The fluid-explosive-mud origin of the debris in mixtites of Northeast is confirmed by the structural position of these formations; sedimentation of black slate background; lack of a clear (and not hypothetical) surface source; sharp lateral disappearance, which can be explained by the presence of several foci of eruption; the presence of fluid textures; and the presence of stockwork type of mineralization. The interbedding of diamictites and pure silt-clay intervals, as we can assume, indicates the alternation of different phases: explosive (short-term explosive emissions of gases, debris, and dirt) and griffin (prolonged and quiet penetration of liquid mud). It can be assumed that the hazel grouse and the associated gold mineralization are syngenetic.

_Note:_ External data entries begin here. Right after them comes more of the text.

PR #584, opened 2017-04-24
ACL Processing clients

bbpennel:
Adds the fcrepo4 implementation of the AccessControlService, which provides endpoints for enforcing the updated access control scheme.

Adds numerous clients and tests which support this processing.

Performs ACL enforcement in IngestContentJob.

Updates UserRoles and Permissions.

Changes the default behavior of FedoraPid.getString to return the repositoryPath instead of the abbreviated path since it is much more useful when shown in log statements.


deposit/src/main/java/edu/unc/lib/deposit/fcrepo4/IngestContentObjectsJob.java
```diff
@@ -158,13 +162,11 @@ public void runJob() {
...
 		String groups = depositStatus.get(DepositField.permissionGroups.name());
-		AccessGroupSet groupSet = new AccessGroupSet(groups);
+		
 		// Verify that the depositor is allow to ingest to the given destination
-		if (!destObj.getAccessControls().hasPermission(groupSet, Permission.ingest)) {
-			failJob("Cannot add children to destination",
-					"Depositor does not have permissions to ingest to destination "
-							+ destObj.getPid().getRepositoryPath());
-		}
+		aclService.assertHasAccess(
```
harringj: A small thing, but maybe we can store destObj.getPid() in a variable to avoid the duplicate calls

deposit/src/main/resources/service-context.xml
```diff
@@ -175,4 +175,55 @@
...
+	<bean id="sparqlQueryService" class="edu.unc.lib.dl.sparql.FusekiSparqlQueryServiceImpl">
+		<property name="fusekiQueryURL" value="${fuseki.baseUri}" />
+	</bean>
+	
+	<!-- Initialize access control dependencies -->
+	<bean id="contentPathFactory" class="edu.unc.lib.dl.fedora.ContentPathFactory"
+			init-method="init">
+		<property name="cacheMaxSize" value="100" />
+		<property name="cacheTimeToLive" value="100" />
+		<property name="queryService" ref="sparqlQueryService" />
```
harringj: I have been unable to find any examples in the Spring documentation of the use of the <ref> tag without the bean attribute. Is there a reason for the use of the bare tag here and in some of the following?

fcrepo-clients/pom.xml
```diff
@@ -144,18 +144,17 @@
...
-			<scope>provided</scope>
-		</dependency>
-		<dependency>
 			<groupId>javax.xml.bind</groupId>
 			<artifactId>jaxb-api</artifactId>
 			<version>2.1</version>
 			<scope>provided</scope>
 		</dependency>
 		<dependency>
+			<groupId>com.google.guava</groupId>
```
harringj: I know you mentioned this yesterday, but what is Guava used for?

fcrepo-clients/src/main/java/edu/unc/lib/dl/acl/fcrepo4/AccessControlServiceImpl.java
```diff
@@ -0,0 +1,76 @@
...
+ */
+public class AccessControlServiceImpl implements AccessControlService {
+
+	private InheritedPermissionEvaluator permissionEvaluator;
+
+	private GlobalPermissionEvaluator globalPermissionEvaluator;
+
+	@Override
+	public ObjectAccessControlsBean getObjectAccessControls(PID pid) {
+		// TODO stub
```
harringj: Can you remind me what is supposed to go here eventually?

fcrepo-clients/src/main/java/edu/unc/lib/dl/acl/fcrepo4/AclFactory.java
```diff
@@ -0,0 +1,45 @@
+package edu.unc.lib.dl.acl.fcrepo4;
```
harringj: Needs license statement

fcrepo-clients/src/main/java/edu/unc/lib/dl/acl/fcrepo4/GlobalPermissionEvaluator.java
```diff
@@ -0,0 +1,83 @@
...
+		// A principal cannot be assigned to more than one global role
+		globalPrincipalToPermissions = properties.entrySet().stream()
+				.filter(p -> p.getKey().toString().startsWith(GLOBAL_PROP_PREFIX))
+				.map(p -> new SimpleEntry<>((String) p.getValue(), (String) p.getKey()))
+				// Transform into map of principal to permissions
+				.collect(Collectors.toMap(SimpleEntry::getKey, p -> {
+					String roleString = p.getValue().substring(GLOBAL_PROP_PREFIX.length());
+					UserRole role = UserRole.valueOf(roleString);
+					// Role must be valid and not a patron
+					if (role == null) {
```
harringj: Do we need to test explicitly that the role is valid and not a patron, or does null get returned in those cases?

fcrepo-clients/src/main/java/edu/unc/lib/dl/acl/fcrepo4/InheritedAclFactory.java
```diff
@@ -0,0 +1,189 @@
...
+	public Map<String, Set<String>> getPrincipalRoles(PID target) {
+
+		// Retrieve the path of objects up to and including the target
+		List<PID> path = getPidPath(target);
+
+		Map<String, Set<String>> inheritedPrincRoles = new HashMap<>();
+		Set<String> patronPrincipals = null;
+
+		// Iterate through each step in the path except for the root content node
+		int depth = 0;
```
harringj: I still might like to see these int values stored as meaningful constants for better code readability. So, e.g., int depth = ADMIN_UNIT or if (depth >= COLLECTION). I'd be interested in knowing others' opinions on this, though. @lfarrell, do you have a preference?

fcrepo-clients/src/main/java/edu/unc/lib/dl/acl/fcrepo4/InheritedAclFactory.java
```diff
@@ -0,0 +1,189 @@
...
+		for (; depth < path.size(); depth++) {
+			PID pathPid = path.get(depth);
+
+			// For the first two objects (unit, collection), staff roles should be considered
+			if (depth < 2) {
+
+				Map<String, Set<String>> objectPrincipalRoles = objectAclFactory.getPrincipalRoles(pathPid);
+
+				// Add this object's principals/roles to the result
+				mergePrincipalRoles(inheritedPrincRoles, objectPrincipalRoles);
```
harringj: This is a random spot for this comment, but I'm thinking it could be helpful to have a basic definition somewhere in the code of what principals are, since the terms is being used with a specific, technical meaning that may not be immediately clear to future devs.

deposit/src/main/resources/service-context.xml
bbpennel: Sorry I'm not sure which tag you're referring to?  Although it looks like I need to set the cache properties with injected values rather than hard coded ones

fcrepo-clients/pom.xml
bbpennel: It is providing the cache implementation being used in the ObjectAclFactory and the ContentPathFactory

fcrepo-clients/src/main/java/edu/unc/lib/dl/acl/fcrepo4/AccessControlServiceImpl.java
bbpennel: It is probably going to be removed, and i will go ahead and deprecate it.  It was used in f3 code, but there was only one or two places that used it for anything more than calling hasPermission.

fcrepo-clients/src/main/java/edu/unc/lib/dl/acl/fcrepo4/GlobalPermissionEvaluator.java
bbpennel: Good catch, my if did not live up to its commentary.  Added plus a test

fcrepo-clients/src/main/java/edu/unc/lib/dl/acl/fcrepo4/InheritedAclFactory.java
bbpennel: I totally agree, its a lot more readable with the constants, it is update now

fcrepo-clients/src/main/java/edu/unc/lib/dl/acl/fcrepo4/InheritedAclFactory.java
bbpennel: True, i'm not sure where i would put that, and it is also googleable (as long as you make sure google knows you want principal and not principle) https://en.wikipedia.org/wiki/Principal_(computer_security)

deposit/src/main/resources/service-context.xml
harringj: Sorry, the <ref> tag. I have seen examples like this <ref bean="anotherExampleBean"/> , but none like this <ref="anotherExampleBean"/> .

bbpennel: Hmm, if I'm understanding the question correctly you are wondering about `<property ref="sparqlQueryService" />`?  You can see some examples of that pattern in the spring docs, like:
https://docs.spring.io/spring/docs/current/spring-framework-reference/htmlsingle/#beans-factory-instantiation

There shouldn't be any cases of straight up `<ref="anotherExampleBean"/>` though since that's not valid xml

fcrepo-clients/src/main/java/edu/unc/lib/dl/acl/fcrepo4/InheritedAclFactory.java
```diff
@@ -0,0 +1,201 @@
...
+				roles.clear();
+				roles.add(UserRole.canViewMetadata.getPropertyString());
+			}
+		}
+	}
+
+	@Override
+	public PatronAccess getPatronAccess(PID target) {
+		List<PID> pidPath = getPidPath(target);
+		if (pidPath.size() < 3) {
```
harringj: Can you remind me why 3 is the magic number here?

fcrepo-clients/src/main/java/edu/unc/lib/dl/acl/fcrepo4/InheritedAclFactory.java
```diff
@@ -0,0 +1,201 @@
...
+
+	@Override
+	public boolean isMarkedForDeletion(PID target) {
+		return getPidPath(target).stream()
+				.anyMatch(p -> objectAclFactory.isMarkedForDeletion(p));
+	}
+
+	private List<PID> getPidPath(PID pid) {
+		List<PID> path = pathFactory.getAncestorPids(pid);
+		path = new ArrayList<>(path.subList(1, path.size()));
```
harringj: Why does the sublist start from an index of 1? What's being trimmed off here?

fcrepo-clients/src/main/java/edu/unc/lib/dl/acl/fcrepo4/InheritedPermissionEvaluator.java
```diff
@@ -0,0 +1,135 @@
...
+import edu.unc.lib.dl.fedora.PID;
+
+/**
+ * Evaluates the permissions of agents on specific objects, taking into account
+ * inherited access control information
+ * 
+ * @author bbpennel
+ *
+ */
+public class InheritedPermissionEvaluator {
```
harringj: I'm wondering whether it might make sense to break this class into two or three classes: one each for evaluating staff perms and patron perms, and a utility class with the responsibility for classifying principals. It might simplify some of the logic, as well as make the code more maintainable if we ever want to tweak patron or staff access without touching the other. Thoughts?

fcrepo-clients/src/main/java/edu/unc/lib/dl/acl/fcrepo4/ObjectAclFactory.java
```diff
@@ -0,0 +1,218 @@
...
+	private LoadingCache<String, List<Entry<String, String>>> objAclCache;
+	private long cacheTimeToLive;
+	private long cacheMaxSize;
+
+	private SparqlQueryService queryService;
+
+	private final List<String> roleUris;
+
+	public ObjectAclFactory() {
+		List<String> roleUris = new ArrayList<>(UserRole.values().length);
```
harringj: Store UserRole.values() in local var to avoid duplicate calls?

fcrepo-clients/src/main/java/edu/unc/lib/dl/acl/fcrepo4/ObjectAclFactory.java
```diff
@@ -0,0 +1,218 @@
...
+
+	@Override
+	public PatronAccess getPatronAccess(PID pid) {
+		String pidString = pid.getRepositoryPath();
+		List<Entry<String, String>> objAcls = objAclCache.getUnchecked(pidString);
+
+		String patronPropertyUri = CdrAcl.patronAccess.getURI();
+		return objAcls.stream()
+				.filter(p -> patronPropertyUri.equals(p.getKey()))
+				.findFirst()
```
harringj: What is the use case for calling findFirst() here? I understand the motivation for its use below for the embargo.

fcrepo-clients/src/main/java/edu/unc/lib/dl/acl/fcrepo4/ObjectAclFactory.java
```diff
@@ -0,0 +1,218 @@
...
+	public void init() {
+		objAclCache = CacheBuilder.newBuilder()
+				.maximumSize(cacheMaxSize)
+				.expireAfterWrite(cacheTimeToLive, TimeUnit.MILLISECONDS)
+				.build(new ObjectAclCacheLoader());
+	}
+
+	@Override
+	public Map<String, Set<String>> getPrincipalRoles(PID pid) {
+		String pidString = pid.getRepositoryPath();
```
harringj: These two lines get called repeatedly in (i.e., 87-88) several of the methods that follow. Would it be worth creating a  private method that returns the objAcls?

fcrepo-clients/src/main/java/edu/unc/lib/dl/acl/fcrepo4/ObjectPermissionEvaluator.java
```diff
@@ -0,0 +1,184 @@
...
+	/**
+	 * Returns true if the provided agents have patron level access to the
+	 * object represented by the given pid, and false if access is revoked
+	 * 
+	 * @param pid
+	 * @param agentPrincipals
+	 * @param permission
+	 * @return
+	 */
+	public boolean hasPatronAccess(PID pid, Collection<String> agentPrincipals,
```
harringj: Why are there two public methods for hasPatronAccess? Couldn't we simply enforce the use of Collection<String> as a param, rather than allowing a simple String param?

fcrepo-clients/src/main/java/edu/unc/lib/dl/fedora/ContentPathFactory.java
```diff
@@ -0,0 +1,116 @@
...
+
+	public void setCacheMaxSize(long cacheMaxSize) {
+		this.cacheMaxSize = cacheMaxSize;
+	}
+
+	public void setQueryService(SparqlQueryService queryService) {
+		this.queryService = queryService;
+	}
+
+	private class AncestorCacheLoader extends CacheLoader<String, List<PID>> {
```
harringj: It almost seems like we could abstract out the common functionality from this and the ObjAclCacheLoader, but that might be more trouble than it's worth.

fcrepo-clients/src/main/java/edu/unc/lib/dl/acl/fcrepo4/InheritedPermissionEvaluator.java
bbpennel: I agree that it would be easier to read/modify if the staff and patron parts were processed separately, and I initially went back and forth on doing it that way.

I ended up implementing it as one uber loop so as to minimize the number of iterations/lookups that would be necessary under the assumption that this method was going to be called on every request (and every object in the request).  So my thinking was to prioritize efficiency over readability a bit in this case.  However, I haven't actually measured how significant a difference there is between the approaches, which is probably not huge since the query results are cached.  So it may not be worth the added complexity.

Principal classification is actually in a separate utility though, its just being referenced statically here.

fcrepo-clients/src/main/java/edu/unc/lib/dl/acl/fcrepo4/InheritedAclFactory.java
lfarrell: Yeah, I'd go with the constants.

fcrepo-clients/src/main/java/edu/unc/lib/dl/acl/fcrepo4/InheritedAclFactory.java
lfarrell: Could always add the link to the code.

fcrepo-clients/src/main/java/edu/unc/lib/dl/acl/fcrepo4/InheritedAclFactory.java
bbpennel: The patron access modification property doesn't apply to units and collections.  So I will switch this conditional to use the constants

fcrepo-clients/src/main/java/edu/unc/lib/dl/acl/fcrepo4/InheritedAclFactory.java
bbpennel: The collections root object, which is the object that exists to be the starting point for the content tree (where you can start following pcdm:hasMember relations).  All content object's should have paths that start with this object otherwise they are orphaned.  Wonder if the object should be renamed though, since it should actually contain Unit objects rather than Collection objects.  I could probably use a constant here too.  I will add a comment here, and need to write a document describing the repo structure

fcrepo-clients/src/main/java/edu/unc/lib/dl/acl/fcrepo4/ObjectAclFactory.java
bbpennel: This class is basically a singleton, so this should only get called once, so i think it's okay?

fcrepo-clients/src/main/java/edu/unc/lib/dl/acl/fcrepo4/ObjectAclFactory.java
bbpennel: Sure, that would also abstract out direct interaction with the cache

fcrepo-clients/src/main/java/edu/unc/lib/dl/acl/fcrepo4/ObjectAclFactory.java
bbpennel: It only makes sense to define one patron access setting on an object, and there was still work to be done with the response before returning so it couldn't be a terminal operator like matchAny, so I'm not sure if there are other ways to handle this?

fcrepo-clients/src/main/java/edu/unc/lib/dl/acl/fcrepo4/ObjectPermissionEvaluator.java
bbpennel: We could, yes.  I just did it this way to make it more readable in the code where there was only one principal to check.  It could be easily removed if you think that would make sense

fcrepo-clients/src/main/java/edu/unc/lib/dl/acl/fcrepo4/ObjectAclFactory.java
harringj: sounds reasonable, i was just curious

fcrepo-clients/src/main/java/edu/unc/lib/dl/acl/fcrepo4/ObjectAclFactory.java
harringj: 👍

fcrepo-clients/src/main/java/edu/unc/lib/dl/fedora/ContentPathFactory.java
bbpennel: Do you mean the iteration over a query result from the triple store?  I'd thought about adding a generic method to the SparqlQueryService interface that would take a query and give back a list of rows, but hadn't totally figured out how to do that and if it would be useful.  Could be worth considering though

fcrepo-clients/src/main/java/edu/unc/lib/dl/acl/fcrepo4/ObjectPermissionEvaluator.java
harringj: Hmm, I suppose there is a trade-off between client code readability and economy in this code. I trust your best judgement here. If you're completely on the fence and can't decide, thenI might lean slightly toward having just one method header with the Collection<String> param, since it seems more abstract/general.

fcrepo-clients/src/main/java/edu/unc/lib/dl/fedora/ContentPathFactory.java
harringj: Yeah, that's what I was thinking of. Definitely not something we need to prioritize right now; I had simply noticed some parallel behaviors in the code, which got the old gears spinning.

fcrepo-clients/src/main/java/edu/unc/lib/dl/acl/fcrepo4/InheritedAclFactory.java
bbpennel: Perhaps it would make the most sense to write up a document in confluence describing our access control model and include the link to what a principal is there?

The characteristics of the Late Paleozoic sedimentation in Northeast Asia, considered above, suggest that a significant role in the Late Paleozoic riftogenesis was played by the endogenous activity, which generated ascending fluid flows of various compositions. The discharge of these flows resulted in the black shale sedimentation, the presence of peculiar mixtites within the succession, and the presence of carbonate bodies of bacterial genesis. The association of benthic fauna within bacterial carbonates indicates that the basin was characterized by autolithotrophic ecosystems, where the role of primary producers was played by methanotrophic and chemotrophic bacteria. Data indicating the significant role of similar processes in recent water reservoirs are quickly increasing ([11, 12, 19, 20, 21, 22] and others). Lein described the problem as “life on methane and hydrogen sulfide” [23]. A summary on these processes is reflected in the Belenitskaya’s concept of “fluid lithogenesis” [24] as a special type of rock formation processes (Yudovich [25]).